= Tim Holland (backgammon) =

American backgammon player (1931–2010)

Tim Holland (March 3, 1931 – March 10, 2010) was a world-champion backgammon player, highly paid teacher of the game, author of four backgammon books and successful gambler who won more major backgammon tournaments than almost anyone in history.

==Early years==
Simeon Harold Holland was born in Rockville Centre, New York, the only child of Simeon and Inez Holland.
He learned to play bridge and golf very young and won a father-son and a mother-son golf tournament when he was seven. He was an outstanding player on his high school golf team, and golf became his preoccupation for the next twenty years. After graduating from South Side High School in 1948, he enrolled at Lehigh University, but transferred to Adelphi University after six months. The following year, he decided that Florida was the best place to play golf, so he transferred to the University of Miami. During his college years, he played a lot of golf and won most of his wagers, but still managed to graduate with a degree in business administration in 1952. He studied at the UM Law School for two years, but did not graduate.

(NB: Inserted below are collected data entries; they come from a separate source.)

PR #387, opened 2024-06-18
fix: IOD long streams could remain undelivered

dav1do:
Address AES-83 and replaces part of #375 and incorporates a lot of the feedback from that one. Depends on #390.

This changes the initial "deliver all undelivered events" process to happen when creating a `CeramicEventService`, which means it could take a while, and will block (or prevent if it fails) the server from starting rather than happen in the background.

There are new/better tests. Some where deleted/replaced that were specific to the IOD implementation details and the higher API is now tested exclusively. The general premise is to send recon events to the task, and it will track them in memory if they need history. Delivered events will be be stored if we have the stream in memory, and will trigger a review of the stream if they unblock something we have. If we don't have the stream, we drop them (but we need to learn about them jic we needed them). 

When reviewing streams, we order as many events as we can and then insert them. We use mutable state, but things should be cancel and retry safe, as we don't drop things until we've successfully committed to the database. The previous bugs were due to some state management mistakes about when to keep things around, when to trigger a review, when to look things up (so pretty much everything 😞). This implementation should be simpler, handles these situations correctly, does less work and uses an enum rather than flags to make things harder to mess up but is pretty much a rewrite of `ordering_task.rs`.

I'm not happy with the structs needed to wrap different varieties of the event (unvalidated, store with order key or without, etc). Cleaning that up will make event validation easier. This should fix the test in https://github.com/ceramicnetwork/js-ceramic/pull/3205.

### DIFF
--- a/service/src/event/order_events.rs
+++ b/service/src/event/order_events.rs
@@ -1,0 +1,100 @@
+use std::collections::HashSet;
+
+use ceramic_store::{CeramicOneEvent, EventInsertable, SqlitePool};
+use cid::Cid;
+
+use crate::Result;
+
+use super::service::EventHeader;
+
+pub(crate) struct OrderEvents {
+    pub(crate) deliverable: Vec<(EventInsertable, EventHeader)>,
+    pub(crate) missing_history: Vec<(EventInsertable, EventHeader)>,
+}
+
+impl OrderEvents {
+    /// Groups the events into lists of those with a delivered prev and those without. This can be used to return an error if the event is required to have history.
+    /// The events will be marked as deliverable so that they can be passed directly to the store to be persisted.
+    /// Will look up the prev from the database if needed to check if it's deliverable (could possibly change this for recon and allow the ordering task to handle it?)
+    pub async fn try_new(
+        pool: &SqlitePool,
+        mut candidate_events: Vec<(EventInsertable, EventHeader)>,
+    ) -> Result<Self> {
+        let new_cids: HashSet<Cid> =
+            HashSet::from_iter(candidate_events.iter().map(|(e, _)| e.cid()));
+        let mut deliverable = Vec::with_capacity(candidate_events.len());
+        candidate_events.retain(|(e, h)| {
+            if e.deliverable() {
+                deliverable.push((e.clone(), h.clone()));
+                false
+            } else {
+                true
+            }
+        });
+        if candidate_events.is_empty() {
+            return Ok(OrderEvents {
+                deliverable,
+                missing_history: Vec::new(),
+            });
+        }
+
+        let mut prevs_in_memory = Vec::with_capacity(candidate_events.len());
+        let mut missing_history = Vec::with_capacity(candidate_events.len());
+
+        while let Some((mut event, header)) = candidate_events.pop() {
+            match header.prev() {
+                None => {
+                    unreachable!("Init events should have been filtered out since they're always deliverable");
+                }
+                Some(prev) => {
+                    if new_cids.contains(&prev) {
+                        prevs_in_memory.push((event, header));
+                        continue;
+                    } else {
+                        let (_exists, prev_deliverable) =
+                            CeramicOneEvent::deliverable_by_cid(pool, &prev).await?;
+                        if prev_deliverable {
+                            event.body.set_deliverable(true);
+                            deliverable.push((event, header));
+                        } else {
+                            // technically, we may have the "rosetta stone" event in memory that could unlock this chain, if we loaded everything and recursed,
+                            // but the immediate prev is not in this set and has not been delivered to the client yet, so they shouldn't have known how to
+                            // construct this event so we'll consider this missing history. This can be used to return an error if the event is required to have history.
+                            missing_history.push((event, header));
+                        }
+                    }
+                }
+            }
+        }
+
+        // We add the events to the deliverable list until nothing changes
+        while let Some((mut event, header)) = prevs_in_memory.pop() {
+            let mut made_changes = false;
+            match header.prev() {
+                None => {
+                    unreachable!("Init events should have been filtered out of the in memory set");
+                }
+                Some(prev) => {
+                    // a hashset would be better loopkup but we're not going to have that many events so hashing
+                    // for a handful of lookups and then convert back to a vec probably isn't worth it.
+                    if deliverable.iter().any(|(e, _)| e.cid() == prev) {
+                        event.body.set_deliverable(true);
+                        deliverable.push((event, header));
+                        made_changes = true;
+                    } else {
+                        prevs_in_memory.push((event, header));
+                    }
+                }
+            }
+            if !made_changes {
+                missing_history.extend(prevs_in_memory);
+                break;
+            }
+        }
+
+        Ok(OrderEvents {
+            deliverable,
+            missing_history,
+        })
+    }
+}
--- a/service/src/event/order_events.rs
+++ b/service/src/event/order_events.rs
@@ -50,8 +50,8 @@ impl OrderEvents {
                     unreachable!("Init events should have been filtered out since they're always deliverable");
                 }
                 Some(prev) => {
-                    if let Some(in_mem) = new_cids.get(&prev) {
-                        if *in_mem {
+                    if let Some(in_mem_is_deliverable) = new_cids.get(&prev) {
+                        if *in_mem_is_deliverable {
                             event.body.set_deliverable(true);
                             *new_cids.get_mut(&event.cid()).expect("CID must exist") = true;
                             deliverable.push((event, header));
--- a/service/src/event/order_events.rs
+++ b/service/src/event/order_events.rs
@@ -1,7 +1,7 @@
 use std::collections::{HashMap, VecDeque};
 
+use ceramic_core::Cid;
 use ceramic_store::{CeramicOneEvent, EventInsertable, SqlitePool};
-use cid::Cid;
 
 use crate::Result;
 
@@ -15,7 +15,15 @@ pub(crate) struct OrderEvents {
 impl OrderEvents {
     /// Groups the events into lists of those with a delivered prev and those without. This can be used to return an error if the event is required to have history.
     /// The events will be marked as deliverable so that they can be passed directly to the store to be persisted.
-    /// Will look up the prev from the database if needed to check if it's deliverable (could possibly change this for recon and allow the ordering task to handle it?)
+    ///
+    /// The job of this function is different than the `ordering_task` module. That module recurses indefinitely attempting to build history. This
+    /// will only traverse a single prev outside of the initial set of events (that is, to the database). This is important because we don't want to
+    /// allow API users to write an event they haven't yet seen the prev for, and for recon we can allow the other task to sort it out.
+    ///
+    /// The `missing_history` set means that the prev is not deliverable or in the `candidate_events` vec with a deliverable prev. For example,
+    /// with new events [C, D] (in any order), if D.prev = C, C.prev = B, then C and D are deliverable if B is in the database as deliverable.
+    /// Given the same situation, where B is not yet deliverable, but B.prev = A and A is deliverable (shouldn't happen, but as an example), we
+    /// *could* mark B deliverable and then C and D, but we DO NOT want to do this here to prevent API users from writing events that they haven't seen.
     pub async fn try_new(
         pool: &SqlitePool,
         mut candidate_events: Vec<(EventInsertable, EventMetadata)>,
@@ -23,7 +31,7 @@ impl OrderEvents {
         let mut new_cids: HashMap<Cid, bool> = HashMap::from_iter(
             candidate_events
                 .iter()
-                .map(|(e, _)| (e.cid(), e.body.deliverable())),
+                .map(|(e, _)| (e.cid(), e.deliverable())),
         );
         let mut deliverable = Vec::with_capacity(candidate_events.len());
         candidate_events.retain(|(e, h)| {
@@ -78,8 +86,10 @@ impl OrderEvents {
         // we may loop through multiple times putting things back in the queue, but it should be a short list
         // and it will shrink every time we move something to the deliverable set, so it should be acceptable.
         // We can't quite get rid of this loop because we may have discovered our prev's prev from the database in the previous pass.
+        let max_iterations = undelivered_prevs_in_memory.len();
+        let mut iteration = 0;
         while let Some((mut event, header)) = undelivered_prevs_in_memory.pop_front() {
-            let mut made_changes = false;
+            iteration += 1;
             match header.prev() {
                 None => {
                     unreachable!("Init events should have been filtered out of the in memory set");
@@ -89,13 +99,14 @@ impl OrderEvents {
                         *new_cids.get_mut(&event.cid()).expect("CID must exist") = true;
                         event.body.set_deliverable(true);
                         deliverable.push((event, header));
-                        made_changes = true;
+                        // reset the iteration count since we made changes. once it doesn't change for a loop through the queue we're done
+                        iteration = 0;
                     } else {
                         undelivered_prevs_in_memory.push_back((event, header));
                     }
                 }
             }
-            if !made_changes {
+            if iteration >= max_iterations {
                 missing_history.extend(undelivered_prevs_in_memory);
                 break;
             }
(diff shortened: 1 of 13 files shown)


service/src/event/ordering_task.rs
```diff
@@ -175,188 +122,310 @@ impl OrderingTask {
...
+                        trace!(
+                            %prev,
+                            %cid,
+                            "Found event whose prev is already in memory but NOT deliverable."
+                        );
+                        // nothing to do until it arrives on the channel
+                    }
+                }
+
+                continue;
```
stbrody, line 331: could we drop the continue and use an else block instead?  I just think it's more clear to read that way

service/src/event/ordering_task.rs
```diff
@@ -175,188 +122,310 @@ impl OrderingTask {
...
+            }
+
+            let prev_event = StreamEvent::load_by_cid(pool, prev).await?;
+            if let Some(known_prev) = prev_event {
+                match &known_prev {
+                    StreamEvent::InitEvent(_) | StreamEvent::KnownDeliverable(_) => {
+                        deliverable_queue.push_back(cid);
+                    }
+                    StreamEvent::Undelivered(undelivered_ev) => {
+                        // we'll try to follow this back to something deliverable
```
stbrody, line 341: where does that happen?

service/src/event/ordering_task.rs
```diff
@@ -175,188 +122,310 @@ impl OrderingTask {
...
+                }
+                self.add_event(known_prev);
+            } else {
+                trace!("Found event that depends on another event we haven't discovered yet");
+            }
+        }
+
+        let mut newly_ready = deliverable_queue.clone();
+        while let Some(cid) = newly_ready.pop_front() {
+            if let Some(now_ready_ev) = self.remove_by_prev_cid(&cid) {
```
stbrody, line 353: I'm confused about how the `prev_map` and `cip_map` are supposed to be maintained.  Based on this line, I would think that those maps are only supposed to store events are are undelivered, because here we are removing from them once they become deliverable.  But in `add_event` above, we add to both of those maps events that are already deliverable.  So do those maps store only undelivered events, or do they store all the events in the stream, or something else?

service/src/event/ordering_task.rs
```diff
@@ -175,188 +122,310 @@ impl OrderingTask {
...
+                if let Some(ev) = self.cid_map.get(&now_ready_ev) {
+                    match ev {
+                        StreamEvent::InitEvent(_) | StreamEvent::KnownDeliverable(_) => {
+                            warn!(?ev, "should not have found a deliverable event when we expected only undelivered events!");
```
stbrody, line 357: same comment as above on if this should be a fatal error since it indicates programmer error.

service/src/event/ordering_task.rs
```diff
@@ -365,112 +434,96 @@ impl OrderingState {
...
+            if undelivered.is_empty() {
                 break;
             } else {
                 // We can start processing and we'll follow the stream history if we have it. In that case, we either arrive
                 // at the beginning and mark them all delivered, or we find a gap and stop processing and leave them in memory.
                 // In this case, we won't discover them until we start running recon with a peer, so maybe we should drop them
                 // or otherwise mark them ignored somehow.
-                self.process_events(pool, None).await?;
-                if new < DELIVERABLE_EVENTS_BATCH_SIZE {
+                let found_all = undelivered.len() < batch_size as usize;
```
stbrody, line 455: why isn't this `undelivered.len() == 0`?  What happens if you have a handful of leftover undelivered events but not enough to fill a batch?

service/src/event/ordering_task.rs
```diff
@@ -365,112 +434,96 @@ impl OrderingState {
...
-        Ok((new, found))
-    }
 
-    fn add_incoming_batch(&mut self, events: Vec<DeliverableEvent>) -> HashSet<InitCid> {
-        let mut updated_streams = HashSet::with_capacity(events.len());
-        for event in events {
-            if let Some(updated_stream) = self.track_pending(event) {
-                updated_streams.insert(updated_stream);
+        if !to_store_asap.is_empty() {
+            info!("storing init events that were somehow missed previously");
```
stbrody, line 502: again, this is part of why I feel like these programming bugs should be fatal, so we don't then have this random code sprinkled around to handle a case we think should never actually happen.

service/src/event/service.rs
```diff
@@ -71,35 +67,60 @@ impl CeramicEventService {
...
         let event_ipld: unvalidated::RawEvent<Ipld> =
             serde_ipld_dagcbor::from_slice(&ev_block.bytes).map_err(|e| {
                 Error::new_invalid_arg(
                     anyhow::anyhow!(e).context("event block is not valid event format"),
                 )
             })?;
 
-        let maybe_init_prev = match event_ipld {
-            unvalidated::RawEvent::Time(t) => Some((t.id(), t.prev())),
+        let (deliverable, header) = match event_ipld {
```
stbrody, line 104: can we re-use `Event::decode_car` (https://github.com/ceramicnetwork/rust-ceramic/blob/5d40086ecb30fe0fb7e1a490ead72c958012c5cd/event/src/unvalidated/event.rs#L75) to simplify the logic here and reduce code duplication?

stbrody (changes requested):
it's still pretty tough to follow the control flow here, though I do think this is better than the previous version.

Left a bunch of comments. Admittedly, a lot of my comments are kind of nit-picky.  It's just that with code this complicated any little bit to improve readability and reduce cognitive overhead of someone trying to read and understand this code is extra valuable I think.

service/src/event/ordering_task.rs
dav1do: we put everything that's "interesting" in them. they are nearly identical sets, except there is no entry for the init event in the prev_map as it has no prev. when we discover events from the db, they are added to the sets. when we hear about events on the channel, they are always added if they're undelivered, and if they're delivered, we ignore them unless we already have the stream in memory.

we then make a copy of all the undelivered events (`cid, prev`) as a queue and iterate through finding the prev event if we can:
- we check in memory using `prev_map` and then fall back to the database.
- if we find a new prev event, we put it in our maps. 
- if it was undelivered, we add it to the queue we're iterating to try to find it's prev. 
- if we find our prev and it's deliverable, we put ourself in the deliverable queue. 

when we call `completed_processing` after all the updates have been committed to the db, we iterate through our cid_map and change everything we just delivered from undelivered to deliverable. if we have nothing left that's undelivered, we're done and dropped from memory, else we stick around and try to reuse the information we previously collected when we discover new events rather than going to disk again.

service/src/event/ordering_task.rs
dav1do: I'm starting to walk this back though. I do think it's worth marking all init events as fatal, because that should never happen... i'm trying to figure out if there's any possibility of changes in the database and our sets getting out of date but all the mutations should be cancel safe, so I don't think so, but crashing the task would be a huge bummer, even though i'm generally a fan of "asserts in production".

service/src/event/ordering_task.rs
dav1do: So I wrote that ☝️ and then looked over it and realized that's not what I did anymore and it was a bit of a mess with the weird removal. So now I do keep the two maps in sync except for the init event not being in the prev map and don't remove anything until the all event for the stream are delivered and we drop it. if we get new deliverable events, we won't load up the old history unless we need it. the `prev_map` is used to find something we've unlocked that is a deliverable candidate. I used more mutable state to modify the `cid_map` and track the queue of newly discovered deliverable events and modified some control flow to hopefully make things clearer/better.

service/src/event/ordering_task.rs
dav1do: a handful of events that don't fill a batch is this `found_all` (now `found_everything`) and we will exit the loop after processing them. I modified it to only have one break at the end rather than two under conditionals.

service/src/event/service.rs
```diff
@@ -46,8 +50,14 @@ impl CeramicEventService {
     pub async fn new(pool: SqlitePool) -> Result<Self> {
         CeramicOneEvent::init_delivered_order(&pool).await?;
 
-        let delivery_task =
-            OrderingTask::run(pool.clone(), PENDING_EVENTS_CHANNEL_DEPTH, true).await;
+        let _updated = OrderingTask::process_all_undelivered_events(
```
dav1do, line 53: this happening inline at startup is new

service/src/event/ordering_task.rs
```diff
@@ -175,302 +97,470 @@ impl OrderingTask {
...
+                self.prev_map.insert(meta.prev, meta.cid);
+                if !self.should_process {
+                    // we depend on something in memory
+                    if let Some(in_memory_prev) = self.cid_map.get(&meta.prev) {
+                        match in_memory_prev {
+                            StreamEvent::InitEvent(_) | StreamEvent::KnownDeliverable(_) => {
+                                self.should_process = true;
+                            }
+                            StreamEvent::Undelivered(_) => {
+                                // nothing to do until it's prev arrives
```
stbrody, line 249:
```suggestion
                                // nothing to do until its prev arrives
```

service/src/event/ordering_task.rs
```diff
@@ -175,302 +97,452 @@ impl OrderingTask {
...
+    fn discovered_deliverable_prev(&mut self, cid: EventCid) {
+        self.new_deliverable.push_back(cid);
+        let event = self
+            .cid_map
+            .get_mut(&cid)
+            .expect("Must have event in cid_map");
+        match event {
+            StreamEvent::InitEvent(cid)
+            | StreamEvent::KnownDeliverable(StreamEventMetadata { cid, .. }) => {
+                unreachable!(
```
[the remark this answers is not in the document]
stbrody: if this is a case that should never happen short of a bug in our code, then I prefer to assert.

That said I don't feel super strongly, maybe @nathanielc can serve as tie-breaker.

service/src/event/ordering_task.rs
```diff
@@ -175,302 +97,470 @@ impl OrderingTask {
...
-                .as_ref()
-                .map_or(false, |to_do| !to_do.contains(cid))
-            {
-                continue;
-            }
-            let deliverable = Self::discover_deliverable_events(pool, stream_events).await?;
-            if !deliverable.is_empty() {
-                self.ready_events.extend(deliverable)
-            }
+    /// Add a stream to the list of streams to process.
```
stbrody, line 410:
```suggestion
    /// Add streams to the list of streams to process.
```

stbrody: looks like the events passed here might not all belong to the same stream right?

service/src/event/service.rs
```diff
@@ -1,27 +1,31 @@
...
 
 use crate::{Error, Result};
 
+/// How many events to select at once to see if they've become deliverable when we have downtime
+/// Used at startup and occassionally in case we ever dropped something
+/// We keep the number small for now as we may need to traverse many prevs for each one of these and load them into memory.
+const DELIVERABLE_EVENTS_BATCH_SIZE: u32 = 1000;
+
+/// How many batches of undelivered events are we willing to process on start up?
+/// To avoid an infinite loop. It's going to take a long time to process `DELIVERABLE_EVENTS_BATCH_SIZE * MAX_ITERATIONS` events
```
stbrody, line 24: this means we can process up to 1 billion undelivered events at startup.

Should we add an upfront check to fail fast if the count of undelivered events is more than this when the node starts up?

service/src/event/ordering_task.rs
```diff
@@ -175,302 +97,470 @@ impl OrderingTask {
...
 
-    fn add_incoming_batch(&mut self, events: Vec<DeliverableEvent>) -> HashSet<InitCid> {
-        let mut updated_streams = HashSet::with_capacity(events.len());
-        for event in events {
-            if let Some(updated_stream) = self.track_pending(event) {
-                updated_streams.insert(updated_stream);
+            event_cnt += 1;
+            self.add_stream_event(*stream_cid, loaded);
+        }
+        // while undelivered init events should be unreachable, we can fix the state if it happens so we won't panic in release mode
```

In the mid-1950s, Holland considered playing golf professionally, but the prize money at most tournaments was small—typically only $5,000. Most pros were in their late 30s or 40's, and the golf association discouraged gambling, so he abandoned the idea. At the time, the La Gorce Country Club in Miami Beach had over one hundred millionaire members and was, according to Holland, the "gambling capital of golf". For several years, he made his living playing golf for high stakes, but in 1958, he noticed several older members playing a board game in the clubhouse. He asked to play and got hooked on backgammon. It took several years and $30,000 in losses to achieve a mastery of the game, but once he did, Holland was dominant.

==Resurgence of game==
Beginning in the mid-1960s, the popularity of Backgammon surged, in part due to the charisma of Prince Alexis Obolensky, who was known as “The Father of Modern Backgammon”. "Obe", as he was called by friends, co-founded the International Backgammon Association, which published a set of official rules. He also established the World Backgammon Club of Manhattan, devised a backgammon tournament system in 1963, and then organized the first major international Backgammon tournament in March 1964, which attracted royalty, celebrities, and the paparazzi. The game became a huge fad and was played on college campuses, in discothèques, and at country clubs; stockbrokers and bankers began playing at conservative men's clubs. Cigarette, liquor and car companies began to sponsor tournaments and Hugh Hefner held backgammon parties at the Playboy Mansion.

==Player==
Tim Holland was a striking figure at 6 ft 3 in tall and always well-dressed. He was supremely self-confident that his skill would prevail, and when he played, he completely focused on the game. He kept a poker face and did not converse with his opponent but was a chain-smoker.
Tim Holland was club Backgammon champion at the Regency Whist Club before he won the first World Backgammon Championship in 1968 and held the world title until 1973. No championships were held in the years 1970 and 1971. He won the International Championship of Backgammon, played in London, England, in 1966, 1972 and 1973. During the early 1970s, Holland averaged $60,000 (~$400,000 in 2020 money) per year in prize money from backgammon tournaments, not including his personal wagering.

==Writer==
Following his championships, he was much in demand to teach game strategy. He wrote his first book, Beginning Backgammon, in 1973. Holland followed it up with a volume for intermediate players, titled Better Backgammon, in 1974, and his final volume was 1977's Backgammon for People who Hate to Lose, which addresses the psychological aspects of the game. He also created a teaching aid for the game, Autobackgammon.

==Clubs==
The Park 65 Backgammon Club opened in 1978 with Tim Holland as president. Park 65, as well as most other backgammon clubs, closed or shifted to card games towards the end of the twentieth century as backgammon’s popularity again faded. Tim Holland returned to the game of bridge which he learned as a child, and played professionally until his death.

==Personal life==
Tim Holland was divorced four or five times, according to his daughter. Models Joanna Ulrich and Simone Terweij were two of his former spouses. He fathered two children: his son, Joe, predeceased him; his daughter, Vanessa, is the mother of one granddaughter, Stephanie. Holland's last marriage was to Nancy Zorn in 1982, and they were still married at the time of his death 28 years later.

==Death==
Tim Holland died on March 10, 2010, of emphysema at his home in West Palm Beach, Florida.